Interim Analysis of a Prospective Randomised Study Comparing a Therapeutic Platelet Transfusion Strategy with the Prophylactic Platelet Transfusion Standard in Patients after Autologous Peripheral Stem Cell Transplantation (ASCT).

We have previously shown, that a therapeutic platelet transfusion strategy is safe in patients after autologous peripheral stem cell transplantation(ASCT) and can reduce the number of platelet transfusions to about 50% compared with the prophylactic strategy (

In the prophylactic platelet transfusion arm (p) transfusions were given to patients if the morning platelet count was < 10/nl, while in the therapeutic transfusion arm (t) clinically stable patients (no sepsis or systemic inflammatory response syndrome II° or III° (SIRS), no invasive Aspergillosis or infection with Stenotrophomonas maltophilia) received platelet transfusions only in the case of clinically relevant bleeding. Apheresis platelets were recommended, but pooled platelet units were allowed as well. We now analysed the first 92 patients, 45 patients with a prophylactic and 47 patients with a therapeutic transfusion strategy. Both groups were well balanced according to age, gender, diagnosis and conditioning regimens.

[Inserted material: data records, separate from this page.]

PR #1849, opened 2026-06-01
Fix AttributeError in facebudget when front is omitted (fixes #1097)

### LINKED ISSUE #1097: None access in budget.py
I was playing around with Coverity Scan and it gave me two results, which is a super nice score in the first place!

> CID 429696: (#1 of 1): Attribute/item access or function call before check for None or undefined (REVERSE_INULL) check_after_deref: Null-checking front suggests that it may be null, but it has already been dereferenced on all paths leading to the check. 

In budget.py:292, we see the use of `front`, but `front` can be `None` here: `for itime in range(front.coords["time"].size):`.
And within the `for`, there is again a check to see if `front` is `None`.

gaoflow:
### Summary

`imod.evaluate.facebudget` documents and enforces that **at least one** of
`front`, `lower`, `right` must be supplied (it raises `ValueError` if all three
are `None`). However two code paths dereferenced `front` unconditionally, so
omitting `front` crashed:

```python
def facebudget(budgetzone, front=None, lower=None, right=None, netflow=True):
    ...
    if "time" in dims:
        for itime in range(front.coords["time"].size):   # front may be None
    ...
    else:                                                 # no zones defined
        dask_front = dask.array.full(front.shape, ...)    # front may be None
        dask_lower = dask.array.full(lower.shape, ...)    # lower may be None
        dask_right = dask.array.full(right.shape, ...)    # right may be None
```

So a perfectly valid call such as `facebudget(budgetzone, lower=lower)` raised:

```
AttributeError: 'NoneType' object has no attribute 'coords'   # transient case
AttributeError: 'NoneType' object has no attribute 'shape'    # no-zones case
```

This is exactly the null-dereference Coverity flagged in #1097
(`REVERSE_INULL`: `front` is dereferenced on all paths *before* the
`if front is not None` guard inside the loop). The other location named in
#1097 (`package.py:292`) no longer exists — that code was refactored into
`imod/evaluate/budget.py`, which is the surviving occurrence fixed here.

### Fix

Pick the first supplied DataArray as a reference for the time axis and the
output shape. All three inputs are already validated to share `budgetzone`'s
spatial shape, so any of them is a valid reference:

```python
reference = next(da for da in (front, lower, right) if da is not None)
...
for itime in range(reference.coords["time"].size):
...
dask_front = dask.array.full(reference.shape, np.nan, chunks=chunks)
dask_lower = dask.array.full(reference.shape, np.nan, chunks=chunks)
dask_right = dask.array.full(reference.shape, np.nan, chunks=chunks)
```

### Reproduction / verification

```python
import numpy as np, xarray as xr, imod
da = xr.DataArray(np.zeros((3, 2, 1)),
                  {"layer": [1, 2, 3], "y": [0.5, 1.5], "x": [0.5]},
                  ("layer", "y", "x"))
lower = xr.full_like(da, 0.0); lower[:2] = 1.0
zone = xr.full_like(da, np.nan); zone[:2] = 1
imod.evaluate.facebudget(zone, lower=lower)   # before: AttributeError; after: works
```

Added `test_omit_front` and `test_omit_front_transient` to
`imod/tests/test_evaluate/test_budget.py`. The transient test exercises **both**
crash sites (the time loop and the no-zones branch) via a partial zone and an
all-inactive zone. Verified locally: both tests fail on `master`
(`AttributeError`) and pass with this change; all pre-existing budget tests
(9) still pass.

Fixes #1097.

### DIFF
--- a/docs/api/changelog.rst
+++ b/docs/api/changelog.rst
@@ -74,6 +74,10 @@ Fixed
   settings were specified as dask array, which could happen when loading a model
   lazily with :meth:`imod.mf6.Modflow6Simulation.from_file` and not
   computing the data before writing.
+- Fixed bug where :func:`imod.evaluate.facebudget` raised an error when the
+  ``front`` budget was left out, even though you only need to provide one of
+  ``front``, ``lower`` or ``right``. Leaving out ``front`` now works as
+  described in the documentation.
 
 Changed
 ~~~~~~~
--- a/imod/evaluate/budget.py
+++ b/imod/evaluate/budget.py
@@ -269,6 +269,11 @@ def facebudget(budgetzone, front=None, lower=None, right=None, netflow=True):
             if da_shape != shape:
                 raise ValueError(f"Shape of {daname} does not match budgetzone")
 
+    # At least one of front, lower, right is guaranteed to be provided (checked
+    # above), but any of them may be omitted. Use the first one that is present
+    # as the reference for the time axis and the array shape.
+    reference = next(da for da in (front, lower, right) if da is not None)
+
     # Determine control surface
     face = _outer_edge(budgetzone)
     # Convert indices array to dask array, otherwise garbage collection gets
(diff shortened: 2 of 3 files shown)


JoerivanEngelen:
@gaoflow 

Looks good to me, could you also add your fix to the changelog? Write about it with users in mind, who are not software developers.

binggao1230:
Done — added a Fixed entry to the changelog under [Unreleased], phrased for users: it notes that `facebudget` previously errored when you left out `front`, even though only one of `front`/`lower`/`right` is required, and that omitting `front` now works as documented.

PR #1883, opened 2026-07-22
Issue #1835 sprinkling from ipf

### LINKED ISSUE #1835: [FEATURE] - ``MetaSwapModel.from_imod5_data`` sprinkling from IPF files
**Is your feature request related to a problem? Please describe.**
We currently only support defining sprinkling wells for MetaSWAP from IDF files (IARMWP=0). In this version:

- the ART grid defines the artificial recharge type (1=groundwater, 2=surface water) 
- the ARL grid containing layer numbers where well is located
- the ARC grid defines the artificial recharge capacity.

For the NHI, defining sprinkling from IPF files is increasingly used, so we therefore also have to support this (IARMWP=1).

Refinement
-------------

The following needs to be supported:

- The ART grid contains the IDs to which wells in the IPF file are coupled.
- The ARL is an IPF file that has following columns (which is loaded as a pandas Dataframe):
   - ``x``: x-location of well.  In case the location of the point is outside the model or does not match with existing location (ART), the source of the irrigation water is  automatically from an external source (surfacewater) and equal to ART=2. 
   - ``y``: y-location of well
   - ``ilay``: layer where well is placed. If the layer number exceed the maximal number of model layers, the assigned to layer is set to this maximal model layer. If the assigned layer number is zero, the source of the artificial recharge becomes surface water (ART=2). If the thickness of the assigned model layer is zero, iMOD tries to reposition the well upwards in a model layer with a transmissivity of 0.1 m2/d, or if that doesn't work downwards. If that doesn't work as well, the well is removed entirely.
   - ``id``: id number in ART grid to connect wells to
   - ``capacity``: artificial recharge capacity (mm/d).
- The ARC grid is not used

There is a notable difference with the existing implementation is that the setup with IPF files allows to connect multiple sprinkling wells to a single svat. The content of the IPF file will be loaded as a pandas Dataframe, but there is also grid information required, which is stored in xarray DataArrays. This requires an entirely different render method, so this requires either some dispatching, or perhaps an entirely different object?

The following data processing needs to be done roughly:

- Map IDs from ART grid to svats
- Find sprinkling well location in svat grid and get corresponding svat, if outside grid, set to external source (surface water)
- Allocate wells if ILAY = 0
- Convert artificial recharge capacity from mm/d to m3/d.

Approach
-----------

I think the following approach is probably the most convenient:

- Add support in the LayeredWell and Well package for an additional aux var with aux dimension, something like ``{"sprinkling": "sprinkling_var"}``. This can store the ``ART_id`` and ``capacity`` columns. All the well assignment logic will be done in these objects.
- Split based on layer numbers, wells with layer=0 are separated into a ``Well``, whereas those with layer>0 are assigned to ``LayeredWell``. 
- The logic to reassign wells to different layers for ``LayeredWell`` can be added to ``LayeredWell.cleanup``.  
- This needs to be forwarded to ``Mf6Wel`` package, which needs to store them as aux vars as well in its dataset
- Add an additional ``SprinklingPoints`` object or something, containing only one variable, the ART grid.
- ``SprinklingPoints.render`` uses the aux vars of ``Mf6Well``.

This means that sprinkling well data will be provided to the ``Well`` and ``LayeredWell`` package in a slightly complicated manner, as we need to use explicitly set numpy dtypes to preserve dtype. :

```python
import xarray as xr
import numpy as np

dtype = np.dtype([("id_ART", np.int64), ("capacity", np.float32)])
a = np.array([(1, 1.0), (2, 2.0), (3, 3.0)], dtype=dtype)

da = xr.DataArray(a, coords={"sprinkling_var": [1, 2, 3]}, dims=["sprinkling_var"])
ds = xr.Dataset({"sprinkling": da})
```

Still to figure out: 
- What to do with wells that were clipped away? These need to be converted to surface water routing in some way...
- How good is the current auxvar logic tested?

JoerivanEngelen:
Fixes #1835

# Description
Adds experimental support for ``SprinklingPoints`` class

Changes the following things:

- Add ``SprinklingPoints`` class, to specify a n:1 coupling of grid cells to points.
- Rename ``Sprinkling`` class to ``SprinklingGrid`` class, deprecate ``Sprinkling`` class. I had to keep the API stable as [``primod`` relies on the existence of the ``Sprinkling`` class](https://github.com/Deltares/imod_coupler/blob/c9e838fc93549714fa671ae653aeaa32d2203267/pre-processing/primod/driver_coupling/metamod.py#L86).
- As ``primod`` relies on a call to ``MetaSwapModel.get_pkg_type(Sprinkling)``, I had to modify the code somewhat, so that it returns the key of the sprinkling package regardless whether it is a ``SprinklingPoints`` or a ``SprinklingGrid``
- Add ``LayeredWell.from_imod5_cap_data`` to construct a MODFLOW6 well package from the iMOD5 data under the CAP header.
- Pass on well ``id`` to the ``Mf6Wel`` class' dataset. This is used to map MODFLOW6 wells to MetaSWAP wells. It can furthermore be used in the future to add as auxiliary variable in well files in the future to have some metadata in the MODFLOW6 well file.
- Refactor of the test module ``imod/tests/test_msw/test_sprinkling.py``: Separate the test cases from the tests. 
- Boyscouting: Replace some calls of ``.values`` to ``to_numpy()``
- Boyscouting: Replace some calls of ``.values[()]`` to the safer ``enforce_scalar_data``

This still has to be tested whether it works with the Peelvenen model, I'll do that in follow-up issue #1908 , where I'll also add a larger regression/user_acceptance test for our Weekly tests.

# Checklist

- [x] Links to correct issue
- [x] Unit tests were added
- [x] **If feature added**: Added feature to API documentation


imod/mf6/mf6_wel_adapter.py
```diff
@@ -143,6 +146,7 @@ def __init__(
         self,
         cellid,
         rate,
+        id,
```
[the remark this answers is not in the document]
JoerivanEngelen: Mf6Wel is not really initiated by users themselves, I refrain from doing this as it can introduce more potential bugs.

imod/mf6/mf6_wel_adapter.py
```diff
@@ -128,6 +128,9 @@ class Mf6Wel(BoundaryCondition, IPackage):
     _pkg_id = "wel"
 
     _period_data = ("cellid", "rate")
+    # Workaround that this needs to be ignored in get_period_varnames. This can
```
ClaireDons: I don't really understand what this workaround is for from this sentence.

imod/msw/model.py
```diff
@@ -302,8 +303,21 @@ def get_pkgkey(
         str
             The key of the package of type ``pkg_type``.
         """
+        # Loop over all packages in the model and match based on filename
```
ClaireDons, line 306: This is the solution we spoke about on Thursday right?

imod/msw/utilities/imod5_converter.py
ClaireDons, line 1: Maybe because I'm still quite unfamiliar with the codebase but some short docstrings would be useful to get more context (like already exists for some methods).

imod/msw/sprinkling.py
```diff
@@ -214,10 +338,249 @@ def from_imod5_data(cls, imod5_data: Imod5DataDict) -> "Sprinkling":
...
+        msw_mf6_sprinkling_df["svat_groundwater"] = _get_svat_groundwater_for_wells(
+            msw_mf6_sprinkling_df, svat_aligned
+        )
+        is_point_inside = msw_mf6_sprinkling_df["svat_groundwater"] > 0
+        # Select columns that need to be written to scap_svat.inp
+        inside_df = msw_mf6_sprinkling_df.loc[
+            is_point_inside, ["svat", "layer", "svat_groundwater"]
+        ]
+        inside_df["svat"] = inside_df["svat"].astype(int)
+        # Set wells with layer > 0 to groundwater abstraction, and wells with layer = 0
```
ClaireDons: What happens to surface water abstraction and if a layer is equal to 0?

imod/tests/test_msw/test_sprinkling.py
```diff
@@ -119,253 +137,439 @@ def test_simple_model_some_svats(fixed_format_parser):
...
+              [0, 2, 0],
+              [0, 3, 0],],
+             [[0, 1, 0],
+              [0, 2, 0],
+              [0, 3, 0]]]
+        )
+        # fmt: on
+        case_data.x_p = [2.0, 2.0, 2.0]
+        case_data.y_p = [3.0, 2.0, 1.0]
+        case_data.layer_p = [1, 2, 3]
```
ClaireDons, line 222: Does the case were the layer is equal to zero need to be tested? (I think that's a possibility?)

imod/msw/sprinkling.py
```diff
@@ -214,10 +338,249 @@ def from_imod5_data(cls, imod5_data: Imod5DataDict) -> "Sprinkling":
...
-        if isinstance(cap_data["artificial_recharge_layer"], pd.DataFrame):
-            data = _sprinkling_data_from_imod5_ipf(cap_data)
-        else:
-            data = _sprinkling_data_from_imod5_grid(cap_data)
+        data = sprinkling_data_from_imod5_grid(cap_data)
 
         return cls(**data)
+
+
+class Sprinkling(SprinklingGrid):
```
ClaireDons, line 358: I hadn't thought of having a deprecated class, but it seems like a good solution to the problem.

imod/tests/test_msw/test_sprinkling.py
ClaireDons, line 1: I enjoyed looking at how you set up the tests, some docstrings for the grid cases (like for the point cases) would be nice to make it easier to follow what the cases are.

ClaireDons (commented):
Nice work, that's quite a significant added functionality! Just a few comments for now, mainly for clarity (for me).

imod/msw/sprinkling.py
```diff
@@ -25,61 +32,127 @@ def _ravel_per_subunit(da: xr.DataArray) -> np.ndarray:
...
+    Create a dataframe of sprinkling well points from the sprinkling dataset and
+    merge it with the mf6_cellid_df to get the row/col of each well.
+    """
+    # Get point data from sprinkling dataset and convert to dataframe for easy merging
+    points_keys = [
+        key for key, da in sprinkling_dataset.data_vars.items() if "id" in da.dims
+    ]
+    sprinkling_points_df = (
+        sprinkling_dataset[points_keys].drop_vars(["dx", "dy"]).to_dataframe()
     )
```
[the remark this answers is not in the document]
JoerivanEngelen: This is wrong: dx and dy are present as coordinates, not as variables. That's why we explicitly need to drop them with (the confusing name) ``drop_vars``. To avoid troubles for users, I'll add a ``errors="ignore"`` option

imod/mf6/mf6_wel_adapter.py
JoerivanEngelen: Changed to: 
```python
    # Add "id" to optional_data classvar as a workaround that this needs to be
    # ignored in get_period_varnames. This can become an _auxiliary_data in the
    # future with some extra work.
```

imod/msw/model.py
JoerivanEngelen: Yes indeed! Instead of doing a typecheck, I'm doing a check for output filename, which is unique.

imod/msw/utilities/imod5_converter.py
JoerivanEngelen: Fair point, I've added docstrings

imod/msw/sprinkling.py
JoerivanEngelen: Thanks :-)

imod/tests/test_msw/test_sprinkling.py
JoerivanEngelen: Very good point! I added some test cases for this, it turned out this required some fixes, and while I was at it, I realized that I could reduce the lengthy _render method a lot, as I was basically conducting the same logic twice in different ways for points outside the svat grid and when layer = 0

imod/tests/test_msw/test_sprinkling.py
JoerivanEngelen: Fair point, I've added docstrings to these cases

ClaireDons (approved):
LGTM, glad the review was helpful!

PR #1886, opened 2026-07-23
Issue #1844 performance idf open subdomains

### LINKED ISSUE #1844: [Bug] Big performance regression on `idf.open_subdomains`
Gijs @gmcmjanssen reported that `open_subdomains` is unusably slow. I checked the git history, the relevant change dates back to Jan/Feb 2024, with the refactoring. https://github.com/Deltares/imod-python/issues/736
The issue contains some performance tests, but they were apparently inadequate.

To help Gijs, I've collected the old function as loose functions, updated with the new locations of some of the utilities. He reports this is fast again.

We should investigate and reproduce the slowdown. The snippet below is the logic pre-2024, so it should be relatively easily to test and benchmark; generate some IDFs (a reasonable number), and try to read and merge them.

I wrote several notes in that issue:

> So the thing to notice here is that open_subdomains is much faster without the compute. This is somewhat expected, it looks at a lot less data, it only opens a single IDF headers of a partition. It's slower during the compute, because it ends up doing slight more work (it calls searchsorted for every time slice).

> In terms of idf.open_subdomains:
>
> It's nice that the current implementation does the least amount of work, but in most cases, the function is used to open all files, merge the data, and write to a new file. So the initial performance boost is not as important, arguably (the penalty is the same as manually calling idf.open on every individual partition).
> It's a lot less flexible, because it doesn't have decent pattern and multi-dimension support. Even if you provide a pattern, it always requires time, layer, subdomain.
There are some additional details: it detects species dimension in the name, and makes sure to cast to int, and then sort. Arguably this should/could be included in the general logic of imod.idf open as well. Currently, you get int species back if you use open_subdomains, but you'd get a str species back if you use idf.open...
Is there a way to get to maintain the current (initial) performance?
>
> The key here is to only look at the names of the files, and open the first IDF of every partition.
> However, you need to adjust a bunch of logic from array_io.reading._load
> Currently, it requires both the filename and the file header to build the DataArray dimensions and coordinates.
> Given the amount of work and potential for new bugs (for IDF support(!)), I don't think it's worth it.
> So my conclusion so far:
> 
> Everything except "new_open_subdomains" is a necessary addition because xr.merge is so slow.
> If we replace the current open_subdomains, we should add a line in imod.util.decompose so that species are always converted  to int (if people have multiple named species in IDFs that cannot be converted to int, they can use a pattern with a different name).
> The new open_subdomains is more flexible, we just at least add test cases with multiple types of chunking (none; time only; time and layer; species, time, and layer).

Importantly, it looks like this assumption is just dead wrong:

> So the initial performance boost is not as important, arguably (the penalty is the same as manually calling idf.open on every individual partition).

Old, quick, version that works with current utilties:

Median days of thrombocytopenia < 20/nl were 4 (0–14) in the prophylactic and 4 (0–20) in the therapeutic arm. The corresponding days regarding platelets below 10/nl were 1(p) (0–5) and 2(t) (0–14), respectively. The total number of days with thrombocytopenia <20/nl was 185 in the prophylactic arm and 239 in the therapeutic arm, resp. The number of days with a platelet count below 10/nl was 63 (p) vs. 110 (t). The number of days in hospital was 15 (p) (6–29) and 14 (t) (9–29), resp. Minor hemorrhages were observed in only 13 patients: 4 out of 45 patients in the prophylactic arm (8,9%) and 9 out of 47 patients in the therapeutic arm (19,2%). This difference was due to the protocol strategy and not significant. We observed no major clinically relevant bleedings.

There was a significant difference in the number of transfused platelet units: 68 (p) vs 37 (t), (p=0,005). The median number of platelet units was 1(0–6) in the prophylactic arm and 0(0–5) in the therapeutic arm. More than 95% of the transfusions were single apheresis units. So the primary objective of the study, a reduction of platelet transfusions by 25% was reached, without significant difference in the number of major bleeding complications (secondary objective). 9 out of the 37 platelet transfusions (24%) in the therapeutic strategy arm were given because of sepsis or SIRS and in 4 out of the 37 (11%) transfusions there was no indication according to the protocol. There was a non-significant difference in the number of red blood cell transfusions: 59 (median 0, range 0–8) in the prophylactic arm versus 87 (median 2, range 0–12) in the therapeutic arm.

With these first results of the randomised study we could confirm that a therapeutic platelet transfusion strategy is safe and can reduce the number of platelet transfusions by about 50%. The study will continue until 200 patients are included.